PR #501, opened 2025-08-09
Update docs for common point unit

chiphogg:
The common point unit is simply the common _unit_ of both the input
units, and of the implicitly created "origin displacement" units as
appropriate.  Its origin is the lowest origin of all input units.

This PR fleshes out the description in the discussion page, and provides
a full definition in the reference page.  We also include a worked
example of how the GCD algorithm lets you compute what the common point
unit is.

Finally, I added some links for some usages I saw of "quantity
equivalent" and "point equivalent", because obviously we can't expect
users to just know what these mean.

Helps #470.

### DIFF
--- a/docs/discussion/concepts/common_unit.md
+++ b/docs/discussion/concepts/common_unit.md
@@ -148,16 +148,17 @@ unspecified.
 ## Changes for `QuantityPoint` {#common-quantity-point}
 
 The common unit for [`QuantityPoint`](./quantity_point.md) operations is different from the common
-unit for `Quantity`.  To see why a single notion of "common unit" isn't enough, consider `Celsius`
+unit for `Quantity`.  To see why we can't just reuse the same "common unit", consider `Celsius`
 and `Kelvins`.
 
 - For a **`Quantity`**, these two units are identical.  The "common unit" will be
-  (quantity-)equivalent to both of them.
+  [(quantity-)equivalent](../../reference/unit.md#quantity-equivalent) to both of
+  them.
 
 - For a **`QuantityPoint`**, these units are very different.  A "temperature point" of 0 degrees
-  `Celsius` is (point-)equivalent to a temperature point of 273.15 `Kelvins`.  This additive offset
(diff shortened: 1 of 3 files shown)


docs/discussion/concepts/common_unit.md
```diff
@@ -175,6 +176,34 @@ unit," but the origin adds a new complication.  We'll need to choose a conventio
...
+    | 273.15 K | 1 K   | 0.15 K    |
+    | 1 K    | 0.15 K | 0.10 K    |
+    | 0.15 K | 0.10 K | 0.05 K    |
+    | 0.10 K | 0.05 K | 0 K       |
+
+    Therefore, the greatest common divisor has a magnitude of 0.05 K.  This means that our common
+    point unit is a unit with a magnitude of 0.05 K, whose origin equals the origin of Kelvins
+    (because it is lower than the origin of degrees Celsius).
+
+    Au will automatically generate the label
```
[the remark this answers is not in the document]
chiphogg: "Au" is correct.  It is the way that people are supposed to refer to the library in prose.  I believe we use this consistently throughout the docs.

docs/reference/unit.md
```diff
@@ -653,6 +653,16 @@ A specialization will only exist if the inputs are all units, and will exist but
 error if any two input units have different Dimensions.  We also strive to keep the result
 associative, and symmetric under interchange of any inputs.
 
+To understand the precise definition of the common point unit, first assume that the "origin
+displacement" for any two units with different origins is itself a new unit, which we can create
+implicitly.  Then, the _common point unit_ is defined as the unit such that:
+
+- It is quantity-equivalent to the _common unit_ of **both** all input units, **and** of all "origin
```
hoffbrinkle: I'm not the Grammarian by any stretch, but is this an Oxford comma++?

```suggestion
- It is quantity-equivalent to the _common unit_ of **both** all input units **and** of all "origin
```

chiphogg: I liked the pause when I read it in my head, but I think your suggestion technically improves the grammar.  :slightly_smiling_face:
___
▶ _What is required_: From the first line of the data above through the line containing "The common unit", repeat each line exactly, and add nothing.

▶ _Exercise output_:
PR #501, opened 2025-08-09
Update docs for common point unit

chiphogg:
The common point unit is simply the common _unit_ of both the input
units, and of the implicitly created "origin displacement" units as
appropriate.  Its origin is the lowest origin of all input units.

This PR fleshes out the description in the discussion page, and provides
a full definition in the reference page.  We also include a worked
example of how the GCD algorithm lets you compute what the common point
unit is.

Finally, I added some links for some usages I saw of "quantity
equivalent" and "point equivalent", because obviously we can't expect
users to just know what these mean.

Helps #470.

### DIFF
--- a/docs/discussion/concepts/common_unit.md
+++ b/docs/discussion/concepts/common_unit.md
@@ -148,16 +148,17 @@ unspecified.
 ## Changes for `QuantityPoint` {#common-quantity-point}
 
 The common unit for [`QuantityPoint`](./quantity_point.md) operations is different from the common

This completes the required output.